Last updated 21 November 2016
Two principal methods of documenting an agreement for property settlement may be used by parties to a dispute:
- financial agreements
- consent orders.
If an agreement is not documented as a consent order (an order of the Family Court) or documented as a financial agreement complying with pt VIIIA (for married couples) or pt VIIIAB (for de facto couples) of the Family Law Act 1975 (Cth) (Family Law Act), then the agreement is not binding and enforceable, and either party may start property settlement proceedings at any time up to 12 months from the date of their divorce or up to two years from the date of separation for de facto couples (or after that period if they obtain the leave of the court).
Parties can plan and document their property settlement (for more information about spousal maintenance see the Spousal & Child Maintenance and Child Support chapter) before cohabitation or marriage or during their relationship in advance of a separation by way of a pre-nuptial agreement or cohabitation agreement.
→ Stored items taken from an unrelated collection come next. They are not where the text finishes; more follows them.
Issue #234, opened 2025-02-07
Contents of SHACL-AF


afs:
> I am unclear why shacl-af and shacl-js were edited here too, as those documents are from the previous WG and will not be moved forward.

_Originally posted by @HolgerKnublauch in https://github.com/w3c/data-shapes/issues/167#issuecomment-2638979866_

afs:
Is this where some of the sections from SHACL-AF will go?

* SPARQL Custom Targets
  This moves to SHACL-SPARQL (if not subsumed by `targetNode` +node expressions)

* Annotation Properties
  This moves to SHACL-SPARQL?

* SHACL Functions (Node Expressions)
  Part of node expressions

HolgerKnublauch:
@afs please double-check the title of this issue, doesn't look right.

- Yes I believe custom SPARQL targets will be solved with the sh:select node expression and sh:targetNode. Custom target types do not have an equivalent unless we introduce a higher-level template language for node expressions.

- I have no strong opinion on whether the Annotation Properties need to be upgraded as I have never seen them used.

- User-defined SHACL functions are a general extension point that I believe makes sense in SHACL-SPARQL 1.2 but may be out of scope due their implementation complexity.

- The use of functions as node expressions would become a node expression in SHACL-SPARQL if we elect to limit them to SPARQL functions, otherwise no clue. For example, we also support JS-based custom functions.

afs:
> [@afs](https://github.com/afs) please double-check the title of this issue, doesn't look right.

Done! (Side effect of GH "create new issue" on the original comment - lesson learnt)

afs:
> * The use of functions as node expressions would become a node expression in SHACL-SPARQL if we elect to limit them to SPARQL functions, otherwise no clue. For example, we also support JS-based custom functions.

Being able to give a name to a node expression so it can be used in several places seems a likely need. That doesn't need the full function definition (it does not need to declare parameters, or return type necessarily). 

```
my:nodeExpr_numTables
    rdf:type sh:nodeExpression ;
    sh:datatype xsd:integer ;     ## Optional
    sh:description "Calculate the number of tables in this database" ;
    sh:values [
        sh:count [
            sh:path [
                sh:inversePath edg:tableOf ;
            ] ;
        ] ;
    .
```

afs:
The two sections "Node Expressions" and "SHACL Rules" could be two documents, depending on how big the node expressions document is likely to become. The machinery for node expressions needs to be in core.

[...]

PR #237, opened 2025-02-12
shacl12-node-expr, shacl12-inf-rules

afs:
This PR adds two documents, one for node expressions and one for inference rules. (The document are empty in this PR. The CSS is lifted from an existing SHACl document.)

See https://github.com/w3c/data-shapes/issues/234#issuecomment-2650440403 for the initial discussion.

The important point of this PR is the short names.
The short names in the initial PR are "shacl-node-expr" and "shacl-inf-rules".
Short names are the path component after `/TR/` so they show up,

We could use longer "short names"
"shacl-node-expressions", "shacl-inference-rules"


HolgerKnublauch:
Shouldn't this include 12, e.g. shacl12-node-expr?

afs:
There is the short name for the series and the short name for each version.

"Short names" are keys in various W3C systems so they get copied around. Changing them later is disruptive.
cc @caribouW3 

I think it might need a WG resolution to point to so the W3C system team can action things. I'm not sure which one is is most important, or maybe both. (This isn't something I have done very often.)

Changed to `*12` for now.

And about the names themselves? Longer or shorter?

HolgerKnublauch:
The names look good to me, as they are supposed to be "short".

Alternatively, parties may leave it until they separate to enter a separation agreement.
An agreement can deal with all or part of the parties’ property. To the extent that the property of the parties is dealt with by the financial agreement, the court is not able to make orders for property settlement pursuant to ss 78 and 79 of the Family Law Act. For example, if an asset is covered in a financial agreement, the court cannot make an order in relation to that asset that is contrary to the terms of the agreement.
Financial agreements between de facto couples in all states and territories except Western Australia are also covered by the Family Court with the same requirements as agreements between married couples.
- be in writing
- be expressed to be made pursuant to the relevant section of the Family Law Act
- not be made where another agreement is in force between the parties with respect to the matters contained in the financial agreement. If there is another agreement, then it must be terminated. The parties can enter a formal termination agreement (ss 90J or 90UL Family Law Act for de facto financial agreements)
- not have been set aside by the court
- not have been terminated.
Before signing the agreement, each party must receive independent legal advice from a legal practitioner about the effect of the agreement on the rights of that party, and the advantages and disadvantages at the time that the advice was provided.
Either before or after signing the agreement, each party must be provided with a signed statement from the legal practitioner stating that the advice set out above was provided. The certificate may be annexed to the financial agreement and signed by the legal practitioner, but this is no longer a requirement under the Family Law Act.
A copy of the statement provided to each party is given to the other party or to the legal practitioner for the other party.
If, once an agreement is signed by both parties, one or more of the requirements set out above are not met, the financial agreement may still be binding if:
- the court is satisfied that it would be unjust and inequitable if the agreement was not binding
- the court makes an order declaring the agreement is binding
- the agreement has not been terminated or set aside by the court.
A superannuation agreement will be binding on the trustee of a superannuation fund who will be required to give effect to the agreement and divide the superannuation interest in accordance with the agreement. While the superannuation agreement is made under pt VIIIB of the Family Law Act, it can form part of a financial agreement covering other issues of property settlement (and spousal maintenance) (s 90MH for married couple and s 90MHA for de facto couples, respectively) or be a standalone agreement regarding superannuation. The superannuation agreement can deal with two issues:
- payment/interest splitting on the breakdown of the parties’ marriage
- flagging of payments, which restrains a trustee of the superannuation fund from dealing with the superannuation interest until the flag has been lifted by either a flag-lifting agreement or an order of the court.
A consent order is prepared in the form of a draft order of the court. A registrar will issue a sealed order in the terms of the draft order if satisfied that the terms of the order are just and equitable in all the circumstances.
Once issued, an order for property settlement will finalise a party’s right to claim property settlement, but leaves open the party’s right to make a spousal maintenance claim against the other party within 12 months of divorce. Any orders for maintenance included in the consent order are usually variable under s 83 of the Family Law Act. If parties are not engaged in any other proceedings before the court at the time the application is made, the form to use is an Application for Consent Orders which is then filed in the Family Court.
The Family Court provides a do-it-yourself kit for the preparation of consent orders, which is helpful for parties who have reached agreement.